Return the lines of the data below in which the string "sonnarQube" occurs.

(Collected data entries)
Segment Open

PR #1023, opened 2018-07-17
Add docs for ESLint import

vilchik-elena:


docs/DOC.md
```diff
@@ -65,6 +65,17 @@ Property | Description
 ---------|------------
 `sonar.javascript.lcov.reportPaths` | comma-separated list of paths to LCOV coverage report files
 
+### <a name="eslint"></a>Import of ESLint issues
+SonarJS provides an import into SonarQube of issues generated by ESLint. For that run your ESLint with JSON formatter and forward the results to some file. Here is an example of command generating required report.
```
nicolas-harraudeau-sonarsource: I see a few spots where we could improve readability
SonarJS enables the import of ESLint reports into SonarQube. In order to do this, run eslint with the JSON formatter and write the resulting report into a file. Here is an example of such a command:

docs/DOC.md
```diff
@@ -65,6 +65,17 @@ Property | Description
...
+```
+> eslint -f json . > report.json
```
nicolas-harraudeau-sonarsource: What about using `$` instead of `>`. It is usually more common for shell prompts. But this is a minor detail.

docs/DOC.md
```diff
@@ -65,6 +65,17 @@ Property | Description
...
+```
+Property | Description
```
nicolas-harraudeau-sonarsource: Before this I would add:
```
One this is done, add the following property to the sonnarQube scanner configuration:
```

docs/DOC.md
```diff
@@ -65,6 +65,17 @@ Property | Description
...
+---------|------------
+`sonar.eslint.reportPaths` | comma-separated list of paths (absolute or relative) to the JSON files with ESLint issues.
+
```
nicolas-harraudeau-sonarsource: Here we could add the following:
"""
You can now run the sonarQube-scanner and all the issues will be imported.
Note that the next time you run the scanner, all issues which disappeared from the eslint report will also disappear from the SonarQube reports.
"""

I deduced the last sentence from my current tests. Correct me if this is not the expected behavior.

docs/DOC.md
nicolas-harraudeau-sonarsource: Also the command could be simplified as:
```
$ eslint -f json -o report.json .
```

docs/DOC.md
```diff
@@ -65,6 +65,21 @@ Property | Description
 ---------|------------
 `sonar.javascript.lcov.reportPaths` | comma-separated list of paths to LCOV coverage report files
 
+### <a name="eslint"></a>Import of ESLint issues
+SonarJS enables the import of ESLint reports into SonarQube. In order to do this, run eslint with the JSON formatter and write the resulting report into a file. Here is an example of such a command:
+```
+$ eslint -f json -o report.json .
+```
+Once the report is created, add the following property to the sonnarQube scanner configuration:
```
nicolas-harraudeau-sonarsource: Sorry I noticed that I suggested sonnarQube instead of SonnarQube (with a capital "S").

PR #1038, opened 2018-08-03
Fix API for custom rules

### LINKED ISSUE #1037: Fix broken API for custom plugins
In the latest 4.2 release we accidentally broke API for custom rules plugins, because `JavaScriptSensor` cannot be instantiated properly.

saberduck:
Fixes #1037


saberduck:
Oups, sorry for that irrelavant file which I commited, good catch!

PR #1066, opened 2018-09-24
Connect eslint-bridge with SonarJS plugin

### LINKED ISSUE #1048: Connect eslint-bridge with SonarJS plugin
Open questions:
* which technology to use to communicate between node and java processes (see comment below)
* what is the protocol of communication
* how to package `eslint-bridge` inside SonarJS SQ plugin

Relies on #1059 

Do not forget to check for NodeJS presence (just quit with warning if it's not available).

vilchik-elena:
Fixes #1048


eslint-bridge/tests/server.test.ts
```diff
@@ -0,0 +1,74 @@
...
+import { promisify } from "util";
+import * as getPort from "get-port";
+
+describe("server", () => {
+  let port;
+  let server;
+  let close;
+
+  beforeEach(async () => {
+    port = await getPort();
```
saberduck: I am not sure we need getPort library, you can just make port default to 0 in `start` and then you can use `server.address().port` to get the allocated port

sonar-javascript-plugin/src/main/java/org/sonar/plugins/javascript/eslint/EslintBasedRulesSensor.java
```diff
@@ -0,0 +1,250 @@
...
+      try {
+        return file.contents();
+      } catch (IOException e) {
+        throw new IllegalStateException(e);
+      }
+    }
+  }
+
+  static class AnalysisResponseIssue {
+    Integer line;
```
saberduck: Can these fields be `null`? If not I would use `int`

sonar-javascript-plugin/src/main/java/org/sonar/plugins/javascript/eslint/NetUtils.java
```diff
@@ -0,0 +1,67 @@
...
+public class NetUtils {
+
+  private NetUtils(){
+  }
+
+  public static int findOpenPort() {
+    try (ServerSocket socket = new ServerSocket(0)) {
+      return socket.getLocalPort();
+    } catch (IOException e) {
+      return 3000;
```
saberduck: I don't think it makes sense to try to recover from this exception, we should just log and fail in the sensor (i.e. skip analysis)

sonar-javascript-plugin/src/main/java/org/sonar/plugins/javascript/eslint/EslintBasedRulesSensor.java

Segment Closed

▸ REPLY TO THE EXERCISE:
One this is done, add the following property to the sonnarQube scanner configuration:
+Once the report is created, add the following property to the sonnarQube scanner configuration:
nicolas-harraudeau-sonarsource: Sorry I noticed that I suggested sonnarQube instead of SonnarQube (with a capital "S").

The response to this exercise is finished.